* **WHAT YOU NEED TO DO**: Line by line, please look for the word "gorm" in the following records, then copy each line you find it in.

* **Dataset entries**:

Issue #2801, opened 2022-08-02
New Org Sign-Up 


BruceMacD:
## Is your feature request related to a problem? Please describe.
To sign-up a new organization in a multi-tenant deployment it should be possible to register a new organization and specify an admin user for that organization. 

## Describe the solution you'd like
Rather than the `/signup` endpoint only working for the initial Infra deployment and setup. It should be possible to use this endpoint to register more organizations when configured.

## Tasks
- [x] #2807
- [ ] Update quick-start docs for orgs
- [x] #2822

PR #2816, opened 2022-08-03
Org collab signup

### LINKED ISSUE #2807: Add orgs to sign-up endpoint

BruceMacD:
## Summary
Add orgs to Infra sign-up. This is an incremental change to unblock other orgs work (note that it is going into the `org_collab` branch, not main).

### In This Change
- 36fbd80c92394a58bf47e9ad631d925be2d1f887 Deprecate the GET `/signup` endpoint. It will always return false to allow old CLI client to continue to function (which rely on this endpoint's response).
- 103c9a3159bc5848eaf8c99cdbe5fbb3abadd3f0 Create an org on sign-up, assign an admin user, and create appropriate grants.

### Next steps 
#2801 
- Update the sign-up UI
- Update the quickstart to direct new self-hosted deployments to the "sign-up" UI
- Update ingress when a new org subdomain is created
- https://github.com/infrahq/infra/issues/2806

## Checklist

## Related Issues

Resolves #2807


internal/access/signup.go
```diff
@@ -11,50 +11,29 @@ import (
...
-
-	err := checkPasswordRequirements(db, password)
+	err = checkPasswordRequirements(db, password)
 	if err != nil {
 		return nil, err
 	}
 
-	identity := &models.Identity{Name: name}
+	identity := &models.Identity{
+		Model: models.Model{
```
BruceMacD, line 32: Is there a simpler way to set the org ID in the current implementation than this?

api/signup.go
```diff
@@ -2,19 +2,17 @@ package api
...
 	Name     string `json:"name"`
 	Password string `json:"password"`
+	Org      string `json:"org"`
 }
 
 func (r SignupRequest) ValidationRules() []validate.ValidationRule {
 	return []validate.ValidationRule{
 		validate.Required("name", r.Name),
 		validate.Required("password", r.Password),
+		validate.Required("org", r.Org),
```
BruceMacD, line 15: I'll separate this out into orgName and orgDomain, it's just not in this branch yet from #2779.

pdevine: Yeah, originally I was thinking just Org Name, but this makes more sense.

internal/access/signup.go
```diff
@@ -11,50 +11,29 @@ import (
...
-		return false, err
-	}
-
-	grants, err := data.Count[models.Grant](db.Unscoped(), data.NotPrivilege(models.InfraConnectorRole))
-	if err != nil {
-		return false, err
-	}
-
-	accessKeys, err := data.Count[models.AccessKey](db.Unscoped())
+	org := &models.Organization{Name: orgName}
```
pdevine, line 20: We should add the domain to the org model as well.

pdevine (approved):

PR #2820, opened 2022-08-03
improve(ui): use axios for xhr requests

jmorganca:
This change proposes using `axios` instead of fetch in the UI for XHR requests. Axios has better built-in defaults, error handling, and overall requires writing less code.


jmorganca:
Will close, rebase and re-open this at a later date

PR #2843, opened 2022-08-05
Replace gorm.AutoMigrate with schema.sql

dnephin:
## Summary

Branched from #2804

This PR replaces `gorm.AutoMigrate` with a `schema.sql` file that is included using `go:embed`. We don't support `sqlite` migrations , so we are still using `gorm.AutoMigrate` to create the schema for testing against `sqlite`. In a follow up I'll explore options for removing that as well.

The `schema.sql` file is generated by the schema produced by running migrations. Similar to our existing golden tests, when a new migration is added the `schema.sql` can be updated by running:

```
go test -run TestMigrations ./internal/server/data -update
```

The test will inform the user of this workflow when it fails.

## Related Issues

Related to #2768


internal/server/data/schema.sql
```diff
@@ -0,0 +1,328 @@
+-- SQL generated by TestMigrations DO NOT EDIT.
+-- Instead of editing this file, add a migration to ./migrations.go and run:
+--
+--     go test -run TestMigrations ./internal/server/data -update
+--
+
+CREATE TABLE access_keys (
+    id bigint NOT NULL,
+    created_at timestamp with time zone,
```
BruceMacD, line 9: Are these timestamps in the current schema? I thought they were unix time, I could be wrong though.

dnephin: Ya, `gorm.AutoMigrate` produces this column type for `time.Time`. In sqlite it uses `datetime`.

internal/server/data/migrations.go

* **SOLUTION FOR THIS PROBLEM**:
Replace gorm.AutoMigrate with schema.sql
This PR replaces `gorm.AutoMigrate` with a `schema.sql` file that is included using `go:embed`. We don't support `sqlite` migrations , so we are still using `gorm.AutoMigrate` to create the schema for testing against `sqlite`. In a follow up I'll explore options for removing that as well.
dnephin: Ya, `gorm.AutoMigrate` produces this column type for `time.Time`. In sqlite it uses `datetime`.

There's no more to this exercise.